So I will look at the row or column that has the maximum penalty which is this and what
does this mean? Considering that, this is the most important row because the penalty
is very high. When considering all the rows and all the columns the first decision will
be made on this row because this row has the highest penalty and now in this row I will
try to put as much as possible in the least cost position because by not putting in the
least cost position i will incur this much penalty. The algorithm is compute the penalties
and then find out that row or column that has maximum penalty and having identified
that row or column try to put as much as you can in the least cost position. Therefore,
I look at this. This is the list cost position. This supply of 40 and demand of 20, I put
20, when I do that I have exhausted this 20 this 40 becomes 20. I have to compute the
penalties once again. As far as this row is concerned, minimum now
is = 6. Next minimum is either of this, 8 so the penalty is 2. As far as this row is
concerned, minimum is 6 next minimum is 7 so penalty becomes 1. The minimum is 6 next,
7, penalty is 1. Column penalties will not change and they remain as they are. Now once
again this has the maximum penalty therefore go to this row and try to put as much as you
can in the minimum position. The minimum position is here. Now supply is 20, requirement is
30, so put 20. This gets exhausted, this becomes 10. Compute the penalties again for this row.

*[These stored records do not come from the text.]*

Issue #290, opened 2026-06-08
AST-index incremental build cache (skip re-extraction of unchanged files)


dean0x:
**Decision #7 from Wave 3g (#199).**

#199 ships the AST index with an **always-build, no-cache** baseline: every index build/refresh (including the backgrounded \`skim search --update\` run by git hooks) re-extracts the AST n-grams for **all** files via a second tree-sitter pass. On large repos this makes interactive rebuild-after-change and post-commit \`--update\` slower than necessary.

**Goal:** persist per-file AST n-grams keyed by content SHA so unchanged files skip re-extraction, keeping \`--update\` fast.

**Plan:**
- Cache \`(file_sha) -> AstNgramSet + StructuralMetrics + node_count\` keyed by content hash.
- On refresh, reuse cached entries for unchanged files; re-extract only changed/new files.
- Preserve the FileId-alignment invariant (cache lookups must not reorder files relative to the lexical index).

Relates to #199 (Wave 3g), #286 (query-engine perf), #273 (on-disk AST compression).

dean0x:
Resolved on `wave/wave4-search` (Wave-4 compound engine + AST/temporal follow-ups). Tracked in North Star #174. Not yet on `main` — ships with PR #368 (wave→main).

Issue #289, opened 2026-06-08
Temporal populate path + join unified auto-refresh (latent #257 gap)


dean0x:
**Discovered during Wave 3g (#199).**

\`temporal.db\` is never populated by the CLI. \`TemporalDb::sync\` / \`store_*\` are defined but only ever called from tests; \`heatmap\` only prints metrics and never persists. As a result the search \`--hot\` / \`--cold\` / \`--risky\` / \`--blast-radius\` flags read a database that nothing writes — they have silently no-op'd on real repositories since #257.

**Goal:** build the missing temporal writer and join it to the unified auto-refresh authority shipped in #199.

**Plan:**
- Implement \`rebuild_temporal(root, cache_dir, head)\`: \`parse_history\` → \`compute_file_risk_scores\` + \`compute_file_temporal_stats\` + co-change matrix → \`TemporalDb::sync(.., head)\`.
- Call it from the clearly-marked, ticket-referenced hook point left in \`ensure_indexes_fresh\` (\`crates/rskim/src/cmd/search/staleness.rs\`), after the lexical+AST rebuild, under the same \`.skim-build.lock\`, reusing the already-read HEAD (one call, no rework).
- Include an incremental walk (\`parse_history\` \`lookback_days\`) so refreshes stay cheap.

**Outcome:** temporal search works for the first time; all three indexes (lexical, AST, temporal) refresh through one freshness authority.

Relates to #199 (Wave 3g), #257 (temporal CLI flags), #202 (full compound CLI).

dean0x:
Resolved on `wave/wave4-search` (Wave-4 compound engine + AST/temporal follow-ups). Tracked in North Star #174. Not yet on `main` — ships with PR #368 (wave→main).

PR #257, opened 2026-05-26
feat(#189): temporal CLI flags for skim search (--hot, --cold, --risky, --blast-radius)

dean0x:
## Summary

- Add composable temporal search flags to `skim search`: `--hot`, `--cold`, `--risky` (mutually exclusive sort modes) and `--blast-radius <FILE>` (co-change pre-filter)
- These flags work both standalone (no text query — lists top hotspots/risks/partners) and combined with text queries (enriches and re-sorts BM25F results with temporal scores)
- Temporal annotations appear in both text output (`hotspot: 0.950  risk: 0.800`) and JSON output (`"temporal": {"hotspot_score": 0.95, ...}`)

## Key Changes

**rskim-search library:**
- `SearchQuery.file_filter`: new `Option<HashSet<FileId>>` field enabling blast-radius pre-filtering in the BM25F scoring loop — results are restricted to co-change partners before scoring
- `TemporalDb` per-file lookups: `hotspot_for_file`, `risk_for_file`, `cochanges_for_file` (OR-keyed SQL for symmetric file_a/file_b pairs)
- `TemporalDb` top-N queries: `top_hotspots`, `top_risks`, `top_coldspots`
- Schema migration v1→v2: performance indexes on `hotspot.score`, `risk.risk_score`, `cochange.file_b`

**rskim CLI:**
- New `temporal.rs` module: path normalization (project-root-first), standalone dispatch, enrichment, text/JSON formatters
- `ResolvedResult.temporal: Option<TemporalAnnotation>` — carries hotspot/risk scores to output layer; `#[serde(skip_serializing_if = "Option::is_none")]` keeps JSON clean when absent
- `format_text_output` appends temporal score suffix inline per result
- `parse_flags` validates mutual exclusion of `--hot`/`--cold`/`--risky`
- `--blast-radius` normalization resolves relative paths against project root first, CWD fallback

The minimum is 6, next minimum is 7. This is 1, minimum is 6, and next minimum is 7.
This is 1. In fact the row penalties will not change and now go back and look at the
column penalties. This is minimum 7, next minimum is 8. This penalty is 1, 6 and 6 will
give a penalty of 0, 8 and 7 will give a penalty of 1. The maximum penalty is 1 1 1 and 1 here.
There is the tie for the maximum penalty and the tie can be broken arbitrarily. We try to look at this one and break the tie.
So when we consider this column first for breaking the tie, the minimum position is
this. We try to put the maximum so you get 10 here. This is exhausted. This goes and
this becomes 40. Now once again, compute the penalties 7 - 6 is = 1, 8 - 6 = 2, 6 - 6 = 0,
8 - 7 = 1. Maximum penalty is here so, this is minimum position. We try to put the maximum
here. This is 40. This goes. This is exhausted and this becomes 10. There is only one so
6 - 7, 1, so look at the minimum position that is the 10 and a 60 here. Put 10. There
is remaining 50 and put this 50 here. So you get this solution from the penalty
cost method or the Vogel's approximation method. This also has 6 allocations like that of the
minimum cost and let us finds out the cost associated with this. So (4 into 20 = 80)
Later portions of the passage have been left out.